Hector Berlioz stood apart from the course of French opera. Fashionable people in his day applauded the pomposity of Meyerbeer and Halévy, the facility of Auber, but made short work of Berlioz’s operas, when these were fortunate enough to reach performance. Berlioz might conceivably have adapted himself to the popular taste, but he was too sincere an artist and too impetuous an egotist. He continued to the end of his life writing the best he was capable of—and contracting debts. His operas were much in advance of his day, and are in many respects in advance of ours. They continue to be appreciated by connoisseurs, but the public has little use for the high seriousness of their music. A daring French impresario recently brought himself to a huge financial failure by attempting a series of excellent operas on the best possible scale, and in his list was Benvenuto Cellini, which had no small part in swinging the scale of fortune against him. The second part of Les Troyens was performed near the end of Berlioz’s life, and was a flat failure; it did not even succeed in stirring up discussion; the public was simply indifferent. The first part of ‘The Capture of Troy’ did not reach the stage until Felix Mottl organized his Berlioz cycle at Carlsruhe in 1893. Doubtless the chief factor which led to the failure of these excellent works was their lack of balanced and readily intelligible melody. Berlioz’s melodic writing was always a little dry, and one must be something of a gourmet to get beneath the surface to the rare beauty within. But on the whole it is fair to say that the music fails of its effect simply because opera publics are too superficial and stupid. Yet it is possible to see signs of improvement in this respect, and we may hope for the day when Berlioz’s operas will have some established place on the lyric stage.

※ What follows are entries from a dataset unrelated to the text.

Issue #140, opened 2018-05-14
Allow 'View List of Assignments' to be view from Modeling View.


amgrubb:
Can we move the button because this is stored with the model.

oibrahim22:
There is a current pull request to add this change

oibrahim22:
Will not fix. This can be updated if we redesign the representation of the model and analysis. Not as simple as adding a button. It requires a transformation/refactoring of the analysisInspector.

PR #191, opened 2019-07-19
Allow 'View List of Assignments' to be view from Modeling View. #140

oibrahim22:
These changes move view list of assignment list button from analysis view to modeling view by changing the code that controls it from AnalysisInspector.js to ElementInspector.js


oibrahim22:
Starting over

PR #291, opened 2021-03-08
Removes all history log code 

mvarnum:


leaf-ui/index.html
```diff
@@ -159,7 +166,12 @@ <h3 style="text-align:left; color:#1E85F7; margin-bottom:5px;">Relative Intentio
         
 
         <div id="stencil" class="left-panel"><label>Stencil</label></div>
-        <div id="history" class="left-panel"><label>History Log</label></div>
+        <!-- <div id="analysis-sidebar" class="left-panel"><h3 style="text-align:left; color:#181b1fe3; margin-bottom:5px; margin-left: 10px;">Analysis
```
krhablutzel: I think the analysis sidebar needs to be uncommented now

leaf-ui/js/object/InputAnalysis.js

‘Beatrice and Benedict,’ the libretto adapted by Berlioz from Shakespeare’s ‘Much Ado about Nothing,’ is a work filled to the brim with romantic loveliness and animal life. It is one of that small class of comic operas (of which ‘The Barber of Bagdad’ is a distinguished member), which are of the finest musical quality throughout, yet thoroughly in accord with the gaiety of their subjects. The thrice lovely scene and duet which opens the opera has a pervading perfume of romanticism not often equalled in opera, and the rollicking chorus of drunken servants in the second act is that rarest of musical achievements, solid and scholarly counterpoint used to express boisterous humor. Shakespeare has rarely had the collaboration of a better poet-musician.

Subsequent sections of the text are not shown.